About 25 percent of global carbon emissions are captured by plant-rich landscapes such as
forests, grasslands and rangelands. When leaves and branches fall off plants or when plants die,
the carbon stored either releases into the atmosphere or is transferred into the soil. Wildfires and
human activities like deforestation can contribute to the diminishment of forests as a carbon sink.

GRASSLANDS

While forests are commonly credited as important carbon sinks, California’s majestic green
giants are serving more as carbon sources due to rising temperatures and impact of drought and
wildfires in recent years. Grasslands and rangelands are more reliable than forests in modern-day
California mainly because they don’t get hit as hard as forests by droughts and wildfires,
according to research from the University of California, Davis. Unlike trees, grasslands sequester
most of their carbon underground. When they burn, the carbon stays fixed in the roots and soil
instead of in leaves and woody biomass. Forests have the ability to store more carbon, but in
unstable conditions due to climate change, grasslands stand more resilient.

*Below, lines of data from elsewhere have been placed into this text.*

PR #8489, opened 2022-08-09
Adds full viewport image guidance for LCP.

malchata:

- Updates the LCP candidate information by specifying that full-viewport images are no longer considered for LCP [since Chrome 88](https://chromium.googlesource.com/chromium/src/+/refs/heads/main/docs/speed/metrics_changelog/2020_11_lcp.md).

### DIFF
--- a/src/site/content/en/metrics/lcp/index.md
+++ b/src/site/content/en/metrics/lcp/index.md
@@ -100,7 +100,7 @@ considered for Largest Contentful Paint are:
   elements containing text nodes or other inline-level text elements children.
 
 {% Aside 'important' %}
-Starting in Chrome 88, [images that occupy the entire viewport are no longer considered LCP candidates](https://chromium.googlesource.com/chromium/src/+/refs/heads/main/docs/speed/metrics_changelog/2020_11_lcp.md).
+Images that occupy the entire viewport are not considered LCP candidates.
 {% endAside %}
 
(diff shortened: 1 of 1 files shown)


src/site/content/en/metrics/lcp/index.md
```diff
@@ -99,6 +99,10 @@ considered for Largest Contentful Paint are:
 * [Block-level](https://developer.mozilla.org/docs/Web/HTML/Block-level_elements)
   elements containing text nodes or other inline-level text elements children.
 
+{% Aside 'important' %}
+Starting in Chrome 88, [images that occupy the entire viewport are no longer considered LCP candidates](https://chromium.googlesource.com/chromium/src/+/refs/heads/main/docs/speed/metrics_changelog/2020_11_lcp.md).
+{% endAside %}
```
tunetheweb, line 104: Chrome 88 was a long time ago. Do we need to be this specific? And should this still be an important aside - which I'd use for a breaking change, like the current wording is, but less so for what is now part of the regular definition.

```suggestion

{% Aside 'important' %}
Images that occupy the entire viewport are not considered LCP candidates.
{% endAside %}
```

malchata: Yeah, maybe the specificity is a bit much, but it is a historical artifact. I'm fine with the change, though.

Geological Carbon Sequestration

Geological carbon sequestration is the process of storing carbon dioxide in underground geologic
formations, or rocks. Typically, carbon dioxide is captured from an industrial source, such as
steel or cement production, or an energy-related source, such as a power plant or natural gas
processing facility and injected into porous rocks for long-term storage.

Carbon capture and storage can allow the use of fossil fuels until another energy source is
introduced on a large scale.
Technological Carbon Sequestration

Scientists are exploring new ways to remove and store carbon from the atmosphere using
innovative technologies. Researchers are also starting to look beyond removal of carbon dioxide
and are now looking at more ways it can be used as a resource.

GRAPHENE PRODUCTION

The use of carbon dioxide as a raw material to produce graphene, a technological material.
Graphene is used to create screens for smart phones and other tech devices. Graphene production
is limited to specific industries but is an example of how carbon dioxide can be used as a
resource and a solution in reducing emissions from the atmosphere.

DIRECT AIR CAPTURE (DAC)

A means by which to capture carbon directly from the air using advanced technology plants.
However, this process is energy intensive and expensive, ranging from $500-$800 per ton of
carbon removed. While the techniques such as direct air capture can be effective, they are still
too costly to implement on a mass scale.

ENGINEERED MOLECULES

Scientists are engineering molecules that can change shape by creating new kinds of compounds
capable of singling out and capturing carbon dioxide from the air. The engineered molecules act
as a filter, only attracting the element it was engineered to seek.

Impacts of Carbon Sequestration

 About 25 percent of our carbon emissions have historically been captured by Earth’s
forests, farms and grasslands. Scientists and land managers are working to keep
landscapes vegetated and soil hydrated for plants to grow and sequester carbon.
 As much as 30 percent of the carbon dioxide we emit from burning fossils fuels is
absorbed by the upper layer of the ocean. But this raises the water’s acidity, and ocean
acidification makes it harder for marine animals to build their shells. Scientists and the
fishing industry are taking proactive steps to monitor the changes from carbon
sequestration and adapt fishing practices.